| DIRECTIONS FOR THIS TASK |
Please copy, exactly as they appear below, the lines from the one containing "- **QwenPaw version:1.1.4 post2" through the one containing "1. Start the".

(Collected data)
►

Issue #4888, opened 2026-06-02
[Bug]: Dream agent 用相对路径 write_file 覆盖了其他 workspace 的 MEMORY.md


danielhansaiday:
## QwenPaw Version

1.1.9

## Description

**症状**：某个 agent 的 Dream cron 触发后，错误地覆盖了 **default workspace** 的 MEMORY.md 文件。

**事件经过**：
1. 皮皮虾（skip agent）的 Dream cron 在 23:00 触发
2. Dream agent 在"梦境"中执行 `write_file(file_path="MEMORY.md", content="test")`
3. 由于相对路径解析问题，写入到了 **default workspace** 的 MEMORY.md（而非 skip workspace）
4. 原 MEMORY.md 内容被完全覆盖为 "test"

**系统日志**：
```
2026-06-01 23:12:21 | Dream agent response:
### 发生了什么
- write_file 工具在梦中反复调用均报参数缺失错误
- 最后一次 write_file(file_path="MEMORY.md", content="test") 成功写入了一个占位文件
- MEMORY.md 已被覆盖为仅含 "test" 的内容，原有记忆丢失
```

## Root Cause

1. Dream agent 使用相对路径 `MEMORY.md` 调用 `write_file`
2. `_resolve_file_path` 函数将相对路径解析为 `get_current_workspace_dir() / file_path`
3. 但 `get_current_workspace_dir()` 返回的是 **调用者（main runner）的 workspace_dir**，而不是 Dream agent 自己所属 agent 的 workspace

## Related Issue(s)

- #3905：Dream agent 执行后 MEMORY.md 仅保留空白模板（v1.1.4，类似问题）

## Environment

- **OS:** Ubuntu 26.04
- **Install method:** curl install script

## Component(s) Affected

- [x] Core / Backend (app, agents, config, providers, utils, local_models)
- [ ] Console (frontend web UI)
- [ ] Channels (Feishu, etc.)
- [ ] Skills
- [ ] CLI
- [ ] Documentation

## Possible Fix

Dream agent 创建时应该传入正确的 workspace_dir，确保工具调用时 `get_current_workspace_dir()` 返回的是 Dream agent 所属 agent 的 workspace 路径，而非调用者的 workspace 路径。

或者：Dream agent 应使用**绝对路径**来访问自己 workspace 下的 MEMORY.md，而不是依赖 `get_current_workspace_dir()` 上下文变量。

ployts:
[...]

Issue #3905, opened 2026-04-28
[Bug]:Dream agent ISSUE


xutianfu123123:
## QwenPaw Version

1.1.4 post2

## Description

执行QwenPaw梦境优化Dream agent记忆管理任务后，系统自动检测记忆相关文件状态，发现长期记忆核心文件MEMORY.md仅保留空白模板分类标题，无任何实质性记忆内容，且当日对应日期记忆日志文件memory/2026-04-27.md完全不存在。系统判定无有效记忆数据可新增沉淀、修正或删除，自动跳过记忆去重、合并等核心优化操作，仅输出梦境苏醒汇报及基础梦境执行结果，记忆沉淀更新流程未正常闭环生效。
After executing the QwenPaw dream optimization Dream agent memory management task, the system automatically detects the status of memory-related files. It is found that the long-term memory core file MEMORY.md only retains the blank template classification titles without any substantive memory content, and the corresponding daily memory log file memory/2026-04-27.md does not exist at all. The system determines that there is no valid memory data for new precipitation, modification or deletion, automatically skips core optimization operations such as memory deduplication and merging, and only outputs the dream wake-up report and basic dream execution results. The memory precipitation and update process is not closed and take effect normally.

**Related PR(s):** #(optional)

**Security considerations:** [If applicable, e.g. auth, env/config exposure]

## Component(s) Affected

- [x] Core / Backend (app, agents, config, providers, utils, local_models)
- [ ] Console (frontend web UI)
- [ ] Channels (DingTalk, Feishu, QQ, Discord, iMessage, etc.)
- [ ] Skills
- [ ] CLI
- [ ] Documentation (website)
- [ ] Tests
- [ ] CI/CD
- [ ] Scripts / Deploy

## Environment

- **QwenPaw version:1.1.4 post2
- **OS:** [Ubuntu 22.04]
- **Install method:**pipx 
- **Python version (if applicable):** [ 3.12]

## Steps to Reproduce

1. Start the QwenPaw dream optimization Dream agent memory management function normally / 正常启动QwenPaw梦境优化Dream agent记忆管理功能；
2. The system automatically scans and detects the specified memory file paths including memory/2026-04-27.md and MEMORY.md / 系统自动扫描检测memory/2026-04-27.md、MEMORY.md两大核心记忆文件路径；
3. Wait for the Dream agent task to run and output the final execution result / 等待梦境代理任务执行完成并输出最终运行结果。

## Actual vs Expected

[...]

PR #4936, opened 2026-06-03
 fix(memory): dream should use cron runner's workspace, not stale instance dir

ployts:
## Description

`memory_manager` is registered as a reusable service (`workspace.py:189`): on workspace reload the previous instance is carried over via `set_reusable_components`, so `self.working_dir` / `self.agent_id` freeze at the values they had when the previous workspace was started. The cron's `self._runner.workspace_dir`, however, always points at the current workspace.

Previously `dream()` resolved every path from `self.working_dir` (`set_current_workspace_dir`, `backup_path`, `MEMORY.md`), so after any workspace reload the dream cron silently wrote backups and rewrote `MEMORY.md` inside the **previous** workspace.

This PR makes `dream()` use the cron's workspace by threading runner-derived values through, mirroring `_heartbeat_callback` / `run_heartbeat_once`:

- `dream()` now takes keyword-only `runner` / `channel_manager` /  `agent_id` / `workspace_dir`. `agent_id` falls back to `self.agent_id`; `workspace_dir` is required and raises `ValueError` when missing (so a misconfigured cron fails loudly instead of writing to the process CWD).
- `_dream_callback` passes `self._runner` / `self._channel_manager` / `self._agent_id` / `self._runner.workspace_dir`, matching the shape of `_heartbeat_callback` exactly.
- `backup_path` and `MEMORY.md` path are now derived from the resolved `workspace_path`, never from `self.working_dir`.
- `BaseMemoryManager.dream` signature widened to declare the same keyword params (all `Optional`, plus `**kwargs`) so the override is LSP-compatible.

**Related Issue:** #4888 #3905 

**Security Considerations:** Empty `workspace_dir` now raises rather than falling through to `Path("")` / process CWD, eliminating the silent cross-workspace write path.

## Type of Change
- [x] Bug fix
- [ ] New feature
- [ ] Breaking change
- [ ] Documentation
- [ ] Refactoring

## Component(s) Affected

## Checklist
- [x] Ready for review

## Testing

1. Start an agent, then trigger a workspace reload (so the `memory_manager` instance is carried over via `set_reusable_components` while `runner.workspace_dir` updates to the new workspace).
2. Let `dream_cron` tick. Confirm the backup file appears under`<NEW workspace>/backup/memory_backup_<ts>.md` and that `MEMORY.md` inside the **previous** workspace is untouched. Pre-fix it was the other way around.
3. Manually invoke `await memory_manager.dream(runner=runner)` with `runner.workspace_dir = None` — expect `ValueError("dream requires a workspace_dir")`, surfaced via `logger.exception("dream run failed")` in `_dream_callback`.

```bash
pre-commit run --all-files
# sort simple yaml files...............................(no files to check)Skipped
# check xml................................................................Passed
# check toml...............................................................Passed
# check docstring is first.................................................Passed
# check json...............................................................Passed
# detect private key.......................................................Passed

pytest tests/unit/agents/memory/ tests/integration/test_cron.py tests/integration/test_cron_header.py
# 76 passed in 13.40s
```

Additional Notes

runner / channel_manager are accepted but currently unused inside
dream() (del runner, channel_manager, kwargs) — reserved so future
enhancements (e.g. dispatching an optimization summary to the last
channel) don't need another signature change.

### DIFF
--- a/src/qwenpaw/agents/memory/base_memory_manager.py
+++ b/src/qwenpaw/agents/memory/base_memory_manager.py
@@ -5,7 +5,8 @@ import logging
 from abc import ABC, abstractmethod
 from collections.abc import Callable
 from datetime import datetime
-from typing import Any
+from pathlib import Path
+from typing import Any, Optional
 
 from agentscope.message import Msg
 from agentscope.tool import ToolResponse
@@ -115,7 +116,15 @@ class BaseMemoryManager(ABC):
         return None
 
     # pylint: disable=unused-argument
-    async def dream(self, **kwargs) -> None:
+    async def dream(
+        self,
+        *,
+        runner: Any = None,
+        channel_manager: Any = None,
+        agent_id: Optional[str] = None,
+        workspace_dir: Optional[Path] = None,
+        **kwargs,
+    ) -> None:
         """Optimize memory files via a background agent pass.
 
         NOTE: This method is optional. Subclasses may override this method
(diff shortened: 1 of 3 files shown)


jinliyl (approved):
LGTM

lalaliat (approved):
LGTM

◄

| ANSWER SPACE |
- **QwenPaw version:1.1.4 post2
- **OS:** [Ubuntu 22.04]
- **Install method:**pipx 
- **Python version (if applicable):** [ 3.12]

## Steps to Reproduce

1. Start the QwenPaw dream optimization Dream agent memory management function normally / 正常启动QwenPaw梦境优化Dream agent记忆管理功能；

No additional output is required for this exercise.